Strong converse for the classical capacity of the pure-loss bosonic channel

This paper strengthens the interpretation and understanding of the classical capacity of the pure-loss bosonic channel, first established in [Giovannetti et al., Physical Review Letters 92, 027902 (2004), arXiv:quant-ph/0308012]. In particular, we first prove that there exists a trade-off between communication rate and error probability if one imposes only a mean-photon number constraint on the channel inputs. That is, if we demand that the mean number of photons at the channel input cannot be any larger than some positive number N_S, then it is possible to respect this constraint with a code that operates at a rate g(\eta N_S / (1-p)) where p is the code's error probability, \eta\ is the channel transmissivity, and g(x) is the entropy of a bosonic thermal state with mean photon number x.
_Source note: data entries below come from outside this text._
Issue #946, opened 2026-07-28
[hardening] redact --apply token-boundary snapping: prose over-redaction, O(S x R) cost, and allowlist docs


Geoffe-Ga:
Follow-ups from the security audit of the #909 fix. None is a leak; all three were rated MINOR with no blockers or majors. Recording them rather than expanding a P1 security PR.

Background: #909 added token-boundary snapping to `Redactor._snap_to_candidate_runs` — any match span whose start or end falls strictly inside a contiguous `HIGH_ENTROPY_CANDIDATE` run (`[A-Za-z0-9+/=_-]{20,}`) is widened to that run edge, so a regex match can never bisect a token and leave half a secret in cleartext. That is deliberately fail-closed and independent of `min_confidence`.

## 1. Snapping can swallow hyphen/slash-joined prose

The candidate class includes `-`, `_`, `/`, `+`, `=` — exactly the joiners used by slugs, kebab-case identifiers, and paths. So a self-delimiting PII match can drag a whole slug into the marker:

```python
redactor.redact_content("order-555-123-4567-confirmation")
#  before #909: "order-[REDACTED:phone_number]-confirmation"
#  after  #909: "[REDACTED:phone_number]"
```

Same shape for `ssn` inside a path (`path/123-45-6789/more` is one 21-char run). JSON/CSV are largely protected because `"`, `:`, `,` break runs; markdown prose is not. `--apply` writes in place, so this is only reversible via the queue.

Proposed remedy from the audit: restrict snapping to token-shaped credential detectors and exempt the patterns whose matches are inherently self-delimiting — `phone_number`, `ssn`, `ipv4`, `ipv6`, `email` — since those cannot leave "the rest of the secret" behind and so gain nothing from widening.

**This needs an explicit architectural ruling before implementation.** Exempting selected detectors from the span union is structurally the same move that left the high-entropy detector outside the #832/#902 union and thereby created #909. Any carve-out must come with a test proving the exempted pattern cannot bisect a token.

## 2. `_snap_to_candidate_runs` is O(spans x runs)

Both terms grow linearly in file size on token-dense input. `.json` is in `supported_extensions` and files are read whole, so a ChatGPT `conversations.json` full of 36-char UUIDs (each a run at ~3.9 bits/char) makes spans ~= runs:

| runs | file size | inner-loop iterations |
|---|---|---|
| 20k | ~2 MB | 4e8 (~30 s) |
[...]

Issue #945, opened 2026-07-28
[bug] redact --apply rewrites its own markers into nested markers at low min_confidence


Geoffe-Ga:
Found while fixing #909; deliberately out of scope there.

## Symptom

`Redactor.redact_content` is not idempotent at low `min_confidence`. Reproduced at the #909 branch HEAD:

```python
out(  "[REDACTED:email_password_combo]", min_confidence=0.0)
# -> "[REDACTED:[REDACTED:high_entropy_string]]"
```

Re-running `creek redact --apply` over an already-redacted tree with `min_confidence <= 0.59` corrupts previously-written markers into nested markers.

## Cause

The marker name `email_password_combo` is exactly 20 characters, which is the `HIGH_ENTROPY_CANDIDATE` floor (`[A-Za-z0-9+/=_-]{20,}`), so the marker body is itself a candidate run. Its Shannon entropy is **3.6842 bits/char**, which sits just **0.0158 bits** under the default 3.7 threshold — that margin is the only reason this is invisible at default settings. Lower `min_confidence` and the threshold drops to 2.5, the marker body clears it, and the entropy detector redacts the marker.

`email_password_combo` is currently the only name in `PATTERN_METADATA` that reaches the 20-char floor (`openai_project_key` is 18, `high_entropy_string` is 19), so today it is the single load-bearing case — but any future pattern name of 20+ chars inherits the bug.

## Not a leak

No secret is exposed; the damage is marker corruption and loss of idempotence. Filing as P2 rather than P1.

## Suggested fix

Make emitted markers structurally inert to the detectors — e.g. exclude regions already occupied by a spliced marker from entropy candidacy, or guarantee marker syntax outside the candidate character class. A regression test exists in spirit at `tests/test_redact.py::TestHighEntropyOverlapLeak::test_markers_are_inert_for_every_pattern_name`, which currently pins inertness only at the default threshold and notes this issue as the reason it is not parametrized over `min_confidence=0.0`.

Refs #909

Issue #435, opened 2026-06-01
bug(redact): property test found a rare case where redaction leaves part of an email-like string


Geoffe-Ga:
## Context
During FEAT-040 work, `tests/test_properties_redaction.py::test_redacted_marker_is_present_when_secret_matches` failed on a Hypothesis example (reproduced on clean `main` — **pre-existing, unrelated to FEAT-040**). It did not recur after clearing the local `.hypothesis` cache, so it is a rare example the generator occasionally hits (hence fresh CI has been green).

## Observed
`'user@example.com' not in '<redacted output>'` failed; output looked like `[REDACTED:high_entropy_string]...example.com0` — the redactor replaced part of an email-like high-entropy token but left a trailing fragment intact, so the original substring survived.

## Why needs-spec
The exact failing input was lost when the cache was cleared. A maintainer should reproduce (higher `max_examples` or a pinned `--hypothesis-seed`), pin the example, and decide the correct redaction boundary at email/high-entropy overlaps.

Surfaced from the autonomous FEAT-040 loop rather than silently cleared.

Geoffe-Ga:
## Spec / RCA (reproduced deterministically)

**The framing in the original report ("email/high-entropy overlap") is a red herring.** The truncated output `...example.com0` made it look like high-entropy redaction partially ate an email. It didn't — the `high_entropy_string` pattern is `[A-Za-z0-9+/=_\-]{20,}`, which contains neither `@` nor `.`, so it can never span an email, and every email sub-token (`user`, `example`, `com`) is < 20 chars. The marker and the surviving secret are **independent events**.

### Root cause
The property `test_redacted_marker_is_present_when_secret_matches` asserts:
```python
if "[REDACTED:" in redacted:
    assert secret not in redacted
```
This conflates *"some marker appeared"* with *"this secret was redacted."* Two unrelated facts collide:

1. **The email pattern's `\b` anchors fail when the secret is flanked by word-characters not in its charset.** Pattern: `\b[a-zA-Z0-9._%+\-]+@[a-zA-Z0-9.\-]+\.[a-zA-Z]{2,}\b`. A preceding Unicode letter (e.g. `é`) or a trailing alphanumeric (e.g. `0`) removes the `\b`, so `user@example.com` is **not** matched → not redacted.
[...]

PR #947, opened 2026-07-28
fix(redact): stop leaking a high-entropy secret remainder on apply

### LINKED ISSUE #909: [scan:bugs] redact --apply leaks high-entropy secret remainder when a regex pattern partially overlaps it
## Role
suppressions).

## Goal
Make `Redactor.redact_content` redact a high-entropy secret in full even when a
regular pattern covers only part of it, restoring the #832 scan/apply parity
invariant — verified by a test that a high-entropy blob partially overlapped by
a regex pattern leaves **no** cleartext remainder after `--apply`.

## Context
- File(s): `creek-tools/creek/redact/redactor.py:228-234` (`redact_content`) and
  `creek-tools/creek/redact/redactor.py:300-321` (`_replace_high_entropy`).
- Evidence: `redact_content` splices the regular-pattern markers first and only
  then runs the high-entropy detector over the already-mutated text:
  ```python
  spans = self._collect_spans(content, patterns_to_use)
  content = self._splice_markers(content, _merge_spans(spans))   # 229
  if self._should_apply_high_entropy(pattern_types):
      content = self._replace_high_entropy(content)               # 232 — runs on spliced text
  ```
  Unlike the #832 fix, the high-entropy detector is **not** collected as a span
  against the ORIGINAL text and merged; it is a separate post-pass. So when a
  regular pattern (e.g. an `api_key` match of exactly 20 chars) covers only the
  PREFIX of a longer high-entropy blob, the marker replaces the prefix and the
  trailing remainder is `< 20` chars, so the `HIGH_ENTROPY_CANDIDATE` (`{20,}`)
  regex can no longer match it. Meanwhile `RedactionScanner._scan_high_entropy`
  DID flag the full blob, so a `--scan` finding survives `--apply`.
  Live-reproduced: input `AKIAIOSFODNN7EXAMPLEZq7Wp3Rf9Tk2Ng` →
  `scan_file` reports `{'api_key', 'high_entropy_string'}`, but
  `redact_content(...)` returns `... [REDACTED:api_key]Zq7Wp3Rf9Tk2Ng` — the
  14-char remainder `Zq7Wp3Rf9Tk2Ng` is left in cleartext. This is the exact CLI
  `--apply` path (`_apply_redactions` calls `redact_content` with
  `pattern_types=None`).
- Related: regression of the #832 scan/apply parity invariant; sibling
  `[scan:bugs]` findings from this run (purge RTBF silent-skip, generic-ingestor
  duplication, attribution always-escalate). Deferred sibling: purge
  UnicodeDecodeError crash in `_scrub_one_file`.

## Output Format
"Closes #N".

## Examples
```python
def test_high_entropy_remainder_survives_apply():
    cfg = RedactionConfig()
    scanner = RedactionScanner(cfg)
    secret = "AKIAIOSFODNN7EXAMPLEZq7Wp3Rf9Tk2Ng"
    assert "high_entropy_string" in {m.match_type for m in scanner.scan_content(secret)}
    out = Redactor(cfg, scanner.salt).redact_content(secret)
    assert "Zq7Wp3Rf9Tk2Ng" not in out   # fails today: remainder leaks in cleartext
```
Fix sketch — collect high-entropy candidates as `_Span` entries against the
ORIGINAL content inside (or alongside) `_collect_spans`, subject to the same
allowlist + entropy threshold, and let `_merge_spans` union them with the
regular spans, instead of running `_replace_high_entropy` as a sequential
post-pass on the spliced text:
```python
spans = self._collect_spans(content, patterns_to_use)
if self._should_apply_high_entropy(pattern_types):
    spans.extend(self._collect_high_entropy_spans(content))   # against ORIGINAL
content = self._splice_markers(content, _merge_spans(spans))
```
Then a partial regular-pattern overlap can never leave an unredacted
high-entropy tail.

## Constraints
- Preserve existing behavior when a high-entropy blob does NOT overlap a regular
  pattern (the existing high-entropy tests must still pass), and keep the
  allowlist/entropy-threshold gating intact.

Geoffe-Ga:
## Summary

Fixes a P1 secret leak in `creek redact --apply`.

`Redactor.redact_content` spliced the regex-pattern markers first and only then ran the generic high-entropy detector as a *post-pass over the already-mutated text*. When a regex match covered only part of a longer high-entropy run, the marker replaced that part and the remainder was left shorter than the `HIGH_ENTROPY_CANDIDATE` `{20,}` floor, so the detector could no longer re-find it. `AKIAIOSFODNN7EXAMPLEZq7Wp3Rf9Tk2Ng` redacted to `[REDACTED:api_key]Zq7Wp3Rf9Tk2Ng` — a 14-char cleartext tail of a secret that `--scan` had correctly flagged as `high_entropy_string`. This is the exact CLI `--apply` path: `_apply_redactions` calls `redact_content` with no `pattern_types`.

Two changes, both in `creek/redact/redactor.py`:

1. **The entropy detector joins the span union.** `_replace_high_entropy` (a `re.sub` post-pass) is replaced by `_collect_high_entropy_spans`, which locates candidates against the **original** content and emits `_Span` entries that flow through the existing `_merge_spans` union and one right-to-left splice. Gating is unchanged and still mirrors `RedactionScanner._scan_high_entropy` exactly — same shared `HIGH_ENTROPY_CANDIDATE` object, same allowlist, same `entropy_threshold(min_confidence)`.

2. **Token-boundary snapping**, which is what makes the fix hold. Step 1 alone is *threshold-dependent*, and that is the same bug in a new dress: the union only fires when the whole combined run clears the entropy threshold. `AKIAIOSFODNN7EXAMPLE` + `"a"*14` measures 3.145 bits/char against the 3.7 default, so no entropy span is emitted at all and the output was still `[REDACTED:api_key]aaaaaaaaaaaaaa` — 14 chars of the same contiguous token a *critical* detector had matched. Worse, the reported fixture clears `min_confidence=1.0`'s 4.5 threshold by only 0.07 bits, so an operator raising that knob to cut false positives silently reopened the bug. `_snap_to_candidate_runs` now widens any span whose start or end falls **strictly inside** a candidate run out to that run's boundary, before merging. A match can no longer bisect a contiguous token, and the guarantee never consults the threshold. Runs whose exact text is in `false_positive_allowlist` are never widened — explicit user intent wins.

Because snapping widens, `--apply` may now redact slightly **more** than `--scan` reported. That is deliberate: a missed secret is unrecoverable once written, whereas over-redaction is visible and fixable.

**Relationship to PR #902 (issue #832):** this is #902's fix being *incomplete*, not a regression of it. #902 introduced the span-union pipeline for the regular patterns, and its own PR body records the carve-out verbatim — "The high-entropy detector stays an unchanged second pass." That exemption is exactly the hole #909 falls through. The `email_password_combo` leak #902 fixed is a different symptom (regex-vs-regex anchor destruction); this is detector-vs-regex partial overlap. Same root class, same structural remedy, now applied to the last detector left outside the union.

Public API unchanged. `patterns.py`, `scanner.py`, and the CLI/file layers are untouched; `redact --apply` still operates on fragment bodies only.

## Test plan

- New `TestHighEntropyOverlapLeak` (18 tests), written RED-first and verified against real implementations rather than asserted:
  - Against **HEAD**: 8 fail.
  - Against the **intermediate** (span union, no snapping): exactly **1** fails — `test_sub_threshold_entropy_tail_after_api_key_still_redacted`. So the snapping is load-bearing, not decorative.
  - Against the **final** implementation: all 18 pass.
- Every core assertion compares the **complete** returned string with `==`, never `secret not in out`. A containment assertion passes while this bug is live — that is exactly how it shipped — so the three pre-existing `TestRedactorHighEntropy` tests and the #435 property test were tightened from containment to full-output equality too. No assertion was removed: each replacement equality strictly subsumes the containment checks it replaced, and one docstring that claimed `min_confidence=0` was corrected to match its body's `1.0`.
- Threshold gating is bracketed from both sides by a 24-char probe at exactly 3.0 bits/char — inert at the 3.7 default, redacted at the 2.5 floor `min_confidence=0.0` selects — so a refactor that hard-coded or dropped the config read fails. Threshold-independence of the fix itself is pinned at `min_confidence=1.0`.
- `test_markers_are_inert_for_every_pattern_name` guards a real 0.016-bit cliff: `email_password_combo` is a 20-char run at 3.6842 bits/char against the 3.7 default.
- Scan/apply parity re-probed by hand across ten overlap geometries (leading tail, trailing tail, hyphen-joined, space-separated, low-entropy tail, `token=` prefix, card/ipv4 adjacency, `email:password`). In every case where `scan_file` reports `high_entropy_string`, the full run is gone from the applied output.
- All 278 redaction tests pass (`test_redact.py`, `test_properties_redaction.py`, `test_cli_redact.py`, `test_mcp_redact.py`, `test_redact_audit.py`).
- `cd creek-tools && ./scripts/check-all.sh` exits 0 — 12/12 checks, 6315 tests, 93.93% coverage, per-file gate green.
- Security-specialist audit of the snapping mechanism: **no blockers, no majors**. Confirmed no span can end strictly inside a non-allowlisted run; the allowlist carve-out cannot be turned into a leak amplifier (it keys on the whole maximal run, so a benign string cannot suppress an overlapping secret); snapping cannot widen across a newline (the candidate class excludes every character `str.splitlines()` treats as a boundary); and marker mislabeling can only ever go *upward* in severity, never downward.

Follow-ups filed rather than scope-creeping this P1: #945 (markers rewritten into nested markers at low `min_confidence` — pre-existing, distinct) and #946 (prose over-redaction from snapping, the O(spans × runs) cost, and allowlist documentation).

Closes #909

### DIFF
--- a/creek-tools/creek/redact/redactor.py
+++ b/creek-tools/creek/redact/redactor.py
@@ -5,10 +5,32 @@ The :class:`Redactor` re-scans content to locate match positions (since
 and replaces each hit with a ``[REDACTED:type]`` marker.
 
 Replacement is a single pass over the *original* content: every in-scope
-pattern is matched against the untouched text, truly overlapping spans
+detector — the regex patterns *and* the generic high-entropy detector
+alike — is matched against the untouched text, truly overlapping spans
 are unioned, and the merged spans are spliced out right-to-left. Because
-no pattern ever anchors on partially redacted text, a ``--scan`` finding
-cannot survive a ``--apply`` step (Issue #832).
+no detector ever anchors on partially redacted text, a ``--scan`` finding
+cannot survive a ``--apply`` step (Issue #832). Keeping the entropy
+detector inside that same union is what stops a regex match that covers
+only *part* of a high-entropy run from leaving the remainder — now too
+short for the detector to re-find — in cleartext (Issue #909).
+
+That union alone is not sufficient, because the entropy detector only
+fires when the *whole* run clears the confidence-derived threshold: a
+key with a low-entropy tail (or any operator who raises
+``min_confidence`` to cut false positives) would reopen the same leak.
+So spans are also **snapped to token boundaries** before merging — a
+span whose edge falls strictly inside a ``HIGH_ENTROPY_CANDIDATE`` run
+is widened to that run's edge, making the fix boundary-driven rather
+than threshold-driven. Runs the operator explicitly allowlisted are
+excluded from snapping: user intent wins, and a regex match inside such
+a run still redacts its own span unwidened.
+
+A consequence worth stating plainly: ``--apply`` may therefore redact
+slightly **more** than ``--scan`` reported, because snapping widens on
+token shape rather than on a reported finding. That asymmetry is
+deliberate, fail-closed behaviour — a missed secret is unrecoverable
+once written, whereas over-redaction is visible in the output and
+fixable via ``false_positive_allowlist``.
 
 Redaction logs are written as JSON with a session salt in the header so
 that hashes can be correlated within a session but not reversed.
@@ -70,6 +92,36 @@ class _MergedSpan(NamedTuple):
     start: int
     end: int
     contributors: list[_Span]
+
+
+_Run = tuple[int, int]
+"""Half-open ``(start, end)`` offsets of one high-entropy candidate run."""
+
+
+def _snap_one(span: _Span, runs: list[_Run]) -> _Span:
+    """Widen *span* to the boundaries of any candidate run it bisects.
+
+    A boundary is only moved when the span's edge falls *strictly*
+    inside a run, so a span already flush with a run boundary — or one
+    that fully contains the run — is returned unchanged. The pattern
+    name and collection order are preserved verbatim so the merged
+    span's marker selection is unaffected.
+
+    Args:
+        span: The match span to snap.
+        runs: Half-open offsets of the candidate runs to snap against.
+
+    Returns:
+        The span, widened to whole-token boundaries where it bisected a
+        run; otherwise an equal copy of the input.
+    """
+    start, end = span.start, span.end
+    for run_start, run_end in runs:
+        if run_start < span.start < run_end:
+            start = run_start
+        if run_start < span.end < run_end:
+            end = run_end
+    return _Span(start, end, span.pattern_name, span.order)
 
 
 def _severity_rank(pattern_name: str) -> int:
@@ -202,12 +254,37 @@ class Redactor:
 
         Re-scans *content* against the configured patterns (since matched
         text is never stored in :class:`RedactionMatch`) in a single pass
-        over the original text: every in-scope pattern is matched against
+        over the original text: every in-scope detector is matched against
         the untouched content, truly overlapping spans are unioned, and
         each merged region is replaced by the marker of its most severe
-        contributor. This guarantees scan/apply parity — a ``--scan``
-        finding cannot survive ``--apply``, because no pattern ever
-        anchors on already-redacted text (Issue #832).
+        contributor. This guarantees scan/apply parity — when
+        *pattern_types* is not narrowed, a ``--scan`` finding cannot
+        survive ``--apply``, because no detector ever anchors on
+        already-redacted text (Issue #832). Narrowing *pattern_types*
+        deliberately takes the excluded detectors out of scope, so their
+        findings are left untouched by design.
+
+        The generic high-entropy detector participates in that *same*
+        single-pass union rather than running as a post-pass over the
+        spliced output. Otherwise a regex match covering only part of a
+        high-entropy run would splice its marker over that part and leave
+        a remainder too short for ``HIGH_ENTROPY_CANDIDATE`` to re-match,
+        leaking the tail of a secret in cleartext (Issue #909).
+
+        Because that union still depends on the *combined* run clearing
+        the entropy threshold, spans are additionally snapped to token
+        boundaries by :meth:`_snap_to_candidate_runs`: any span edge
+        falling strictly inside a ``HIGH_ENTROPY_CANDIDATE`` run is
+        pushed out to that run's edge, so no contiguous token is ever
+        left half-redacted regardless of how ``min_confidence`` is
+        tuned. Allowlisted runs are exempt — an explicitly allowlisted
+        token is never widened onto.
+
+        Snapping is shape-driven, so ``--apply`` may redact slightly
+        **more** than ``--scan`` reported. That is deliberate,
+        fail-closed behaviour: a missed secret is unrecoverable once
+        written, while over-redaction is visible and fixable by
+        allowlisting the affected token.
 
         Args:
             content: The text to redact.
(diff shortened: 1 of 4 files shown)


Geoffe-Ga:
## Summary
PR #947 fixes a P1 secret-leak bug in `creek redact --apply`: the high-entropy detector ran as a post-pass over already-redacted text, so a regex match that only partially covered a high-entropy run (e.g. an AWS key with a high-entropy or even low-entropy tail) could leave a cleartext remainder. The fix folds the entropy detector into the same original-text span-union pipeline used for regex patterns (mirroring #832's structural remedy) and adds token-boundary snapping so the guarantee doesn't depend on the entropy threshold at all.

## Strengths
- Correct root-cause fix, not a patch over symptoms: moving `_replace_high_entropy` (a `re.sub` post-pass) to `_collect_high_entropy_spans` (spans against the *original* content) directly addresses the ordering bug described in the issue.
- The token-boundary snapping (`_snap_one` / `_snap_to_candidate_runs`) closes a second, subtler hole — the union alone is still threshold-dependent, and the PR's own fixture (`AKIAIOSFODNN7EXAMPLE` + 14 `"a"`s at 3.145 bits/char) demonstrates that the union-only fix still leaks. Good adversarial thinking against the intermediate fix.
- Test quality is excellent: every core assertion uses `result == "..."` full-string equality rather than `not in`/`in` containment. The PR body documents this was deliberate because a containment check is exactly how the original bug shipped undetected — this is the right level of rigor for a secret-leak fix.
- Snapping correctly excludes allowlisted runs (user intent wins) and doesn't cross newlines (the candidate character class `[A-Za-z0-9+/=_\-]{20,}` structurally can't match `\n`), verified by dedicated tests.
- Gating parity between `_collect_high_entropy_spans` and `RedactionScanner._scan_high_entropy` is exact (same regex object, same allowlist check, same `entropy_threshold` call), which is what preserves the scan/apply parity guarantee from #832.
- Good scope discipline: two related-but-distinct issues (nested-marker rewriting at low confidence, and the O(spans×runs) cost / prose-over-redaction risk of snapping) were filed as follow-ups (#945, #946, both verified to exist and open) instead of scope-creeping this P1.
- Docstrings and `docs/redaction.md` were updated to match the new behavior, including the intentional scan/apply asymmetry (apply may now redact slightly more than scan reported) — a real behavior change that's called out rather than buried.

## Security Concerns
🟢 LOW — None found. I manually traced `_snap_one`'s boundary logic against overlap cases (span inside a run, span spanning two runs with a gap, span flush with a run boundary, span fully containing a run) and it behaves correctly in each. The fail-closed design choice (over-redact rather than under-redact, with `false_positive_allowlist` as the escape hatch) is the right tradeoff for a secret-scanning tool. `RedactionMatch` still never stores matched text, so no new information is logged.

## Problems
None blocking.

## Code Quality
- `_snap_to_candidate_runs` and `_collect_high_entropy_spans` both call `HIGH_ENTROPY_CANDIDATE.finditer(content)` independently, and `_snap_one` is O(spans × runs) — already tracked in follow-up #946 rather than fixed here, which is reasonable for a P1 given the current input sizes (fragment bodies, not whole vaults).
- Everything else is clean: small, single-purpose functions, consistent NamedTuple usage, no dead code.

## CLAUDE.md Adherence
✅ Coverage — PR reports 93.93% branch coverage (≥90% threshold) and per-file gate green.
✅ Docstrings — every new function/method has a full Google-style docstring with Args/Returns; PR reports `check-all.sh` (which includes interrogate) exits 0.
✅ Types — new code is fully typed (`_Run = tuple[int, int]`, `list[_Span]`, etc.), consistent with MyPy strict mode.
✅ Ruff / patterns — code follows existing module conventions (splice right-to-left, NamedTuple spans, severity ranking) rather than introducing a new style.
✅ Commits/workflow — feature branch off an issue (`issue/909-...`), not a direct push to main; PR references and closes #909.
⚠️ I could not independently re-run `./scripts/check-all.sh` in this review sandbox (tooling restrictions), so I'm relying on the PR body's reported results plus my own static trace of the logic. At the time of review, GitHub's "Code Quality & Testing" jobs (3.11/3.12/3.13) were still IN_PROGRESS; "CrawDad Quality" jobs were already green. Worth confirming the quality jobs finish green before merge.

## Testing
Strong. 18 new tests in `TestHighEntropyOverlapLeak`, each targeting a distinct overlap geometry (trailing tail, leading tail, sub-threshold tail requiring snapping specifically, multiline boundary, allowlist carve-out, `pattern_types` narrowing, severity tie-break, idempotency, marker self-inertness at a documented 0.016-bit cliff). Three pre-existing tests were tightened from containment to full-string equality, and one incorrect docstring (`min_confidence=0` vs the actual `1.0`) was corrected. The PR body documents a RED→intermediate→GREEN verification process (8 fail at HEAD, exactly 1 fails against the union-only intermediate, all pass at final) which is exactly the kind of test-honesty this fix needed.

## Documentation
`docs/redaction.md` and the module/method docstrings in `redactor.py` were updated in lockstep with the behavior change, including the new scan/apply size asymmetry and the allowlist interaction. No gaps found.



## Verdict: LGTM

This is a well-scoped, thoroughly tested P1 security fix: the implementation correctly folds the high-entropy detector into the same original-text span union used for regex patterns, and the token-boundary snapping step closes the threshold-dependent gap the union alone would leave open. I traced the merge/splice/snap logic by hand against several boundary cases (partial overlap, sub-threshold tail, allowlisted runs, multiline content) and found no correctness or security gap; the 18 new tests use exact-string equality (not containment), which is the right rigor for a secret-leak fix. Nothing here blocks merge — CI's core quality jobs were still in progress at review time (CrawDad jobs already green), which the author should confirm goes green before merging.

Geoffe-Ga:
**CI**: 4/7 Green
**VERDICT**: LGTM
**Action**: pull comment 5108269811 to see in-depth feedback and continue iterating

Geoffe-Ga:
**CI**: 10/10 Green
**VERDICT**: LGTM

We then prove that a strong converse theorem holds for the classical capacity of this channel (that such a rate-error trade-off cannot occur) if one instead demands for a maximum photon number constraint, in such a way that mostly all of the "shadow" of the average density operator for a given code is required to be on a subspace with photon number no larger than n N_S, so that the shadow outside this subspace vanishes as the number n of channel uses becomes large. Finally, we prove that a small modification of the well-known coherent-state coding scheme meets this more demanding constraint.